Младшие символисты адресовали своему учителю Брюсову послания и восторгались его духовностью и мастерством: «твой стих победный», «твой зорок стих, как око рыси» (В. Иванов, 1903); «В строфах — рифмы, в рифмах мысли / Созидают новый свет» (А. Белый, 1904); «Твой дух таинственный… велит к твоей мечте единственной прильнуть» (А. Блок, 1912). И В. Иванов относил себя к «поэтам духа» («Мы — Вечности обеты / В лазури красоты»), свой напев называл «светозарным», а свою поэзию «моей золотой сестрой» (ср. с некрасовской «сестрой народа и моей»). И ничего не желал менять в том, что слагал, так как «открыта в песнях жизнь моя» («Мирные ямбы», 1913).
Таинственны, туманны и абстрактны были призывы А. Белого к поэту говорить о «неслыханном полете столетий», о «безумье миров», о «смеющейся грусти веков, о пьянящих багрянцах» («Огонечки небесных свечей…», 1903) и его отзывы о своей поэтической речи: «Мои слова — жемчужный водомёт», «капризной птицы лёт, туманом занесённый» («Мои слова», 1901). И сам он сознавал, что не понят людьми, но верил, что с ним «бирюзовая Вечность».
Самый крупный поэт Серебряного века А. Блок выстроил свою жизнь и творчество как «трилогию вочеловечения», как «путь от личного к общему» — через испытания, утраты, отчаяние, проклятия — к рождению человека «общественного», художника, мужественно глядящего в лицо мира. От первого тома к третьему изменяются и блоковские оценки собственных творений, претерпевая значительную эволюцию. В первом автор словно блуждает в потёмках и сомнениях: «Полон страха неземного, / Горю поэзии огнём», «Чего желать? Куда идти?» Есть ли у него поэтический дар? Что это — «пророческие стихи» или сумрачные и печальные песни, в которых «звук нестройный», «дум неясные штрихи» и «неведомые созвучья»?
В моих стихах ты мощи не найдёшь,
Напев их слаб и жизненно бесславен,
Ты новых мыслей в них не обретёшь.
(«Я — человек…», 1899)
К концу первого тома к юноше приходит понимание, что он «не певец весёлых песен», но вечно плакать не может (1902). И он испытывает гордость, что открывает «грани стиха» у подножья торжества Прекрасной Дамы, в образе которой, подхваченном у В. Соловьева (мистический символ Вечной Женственности), скрывались реальные черты земной женщины — невесты и жены Блока Л.Д. Менделеевой.

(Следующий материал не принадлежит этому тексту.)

PR #12081, opened 2022-07-11
std.os: add INVALID_SOCKET

yyny:
This constant returns an invalid `socket_t` that can be used as a sentinel value.

### DIFF
--- a/lib/std/os.zig
+++ b/lib/std/os.zig
@@ -235,6 +235,7 @@ pub const RelativePathWasi = struct {
 };
 
 pub const socket_t = if (builtin.os.tag == .windows) windows.ws2_32.SOCKET else fd_t;
+pub const INVALID_SOCKET = if (builtin.os.tag == .windows) windows.ws2_32.INVALID_SOCKET else @as(socket_t, -1);
 
 /// See also `getenv`. Populated by startup code before main().
 /// TODO this is a footgun because the value will be undefined when using `zig build-lib`.


daurnimator:
I don't think this belongs here. `-1` is not universal for other operating systems.

IMO the name/concept really is windows specific, and hence should continue to live only there.

yyny:
> `-1` is not universal for other operating systems.

First of, I don't think this is even true, could you provide a counterexample? Second, any hypothetical socket implementations aside, Zig itself only defines a `socket` implementation for POSIX systems (And for Windows), and POSIX requires `-1` to be an invalid file descriptor (Any negative number, actually, as well as any value above `OPEN_MAX`, `-1` is just the value that is typically returned). Using `-1` will be perfectly fine for the foreseeable future.  
Moving the definition to the `system` files (like `os/linux.zig`) might be a good idea, though.

> Also consider that in Zig we frequently store file descriptors in unsigned integers.

Storing `INVALID_SOCKET` in an unsigned integer would be user error, it also contradicts your earlier concern, if all file descriptors can universally be assumed to be unsigned, then `-1` is by definition an invalid file descriptor value. It won't even compile anyway, since `INVALID_SOCKET` has type `socket_t`, which is signed. And ***even*** if it was unsigned, a different value could be chosen. I don't think this concern is relevant.

> IMO the name/concept really is windows specific, and hence should continue to live only there.

The concept is not Windows specific, POSIX also defines what constitutes an invalid socket/file descriptor value, and as mentioned above it is the only other socket implementation Zig currently supports.
This is exactly why I would like this change, the concept is universal, I need a value for it, and could use a portable constant for this in the standard library so I don't have to define it myself.

kprotty:
Are there any use cases of `-1` in the stdlib that could be replaced by `INVALID_SOCKET` before it gets merged?

arBmind:
> @kprotty Are there any use cases of `-1` in the stdlib that could be replaced by `INVALID_SOCKET` before it gets merged?

After a check of all relevant zig files in the std library, I found no use of -1 to initialize a socket_t. 

We have some places where we use -1 to initialize a fd_t, that someone might want to inspect deeper (possibly in a different issue)
* https://github.com/ziglang/zig/blob/cff5d9c805aa3433cc2562c3cb29bd3201817214/lib/std/child_process.zig#L258
* https://github.com/ziglang/zig/blob/cff5d9c805aa3433cc2562c3cb29bd3201817214/lib/std/child_process.zig#L262
* some calls to `std.os.mmap`
* and quite a lot in `io_uring.zig`

Maybe `io_uring.zig` is using the fd_t because for linux it's the same as socket_t? I have not enough experience with io_uring to decide this.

Если первый том — это узнавание автором самого себя и своей любви (Я и Ты), то второй — знакомство с другими людьми (вы, он, она, они): «И каждый звук был вам намёком / И несказанным — каждый стих» («Тишина цветет», 1906). В стихотворении, посвящённом 15-летней гимназистке Лизе Пиленко, он характеризует себя как сочинителя, не живущего подлинной жизнью.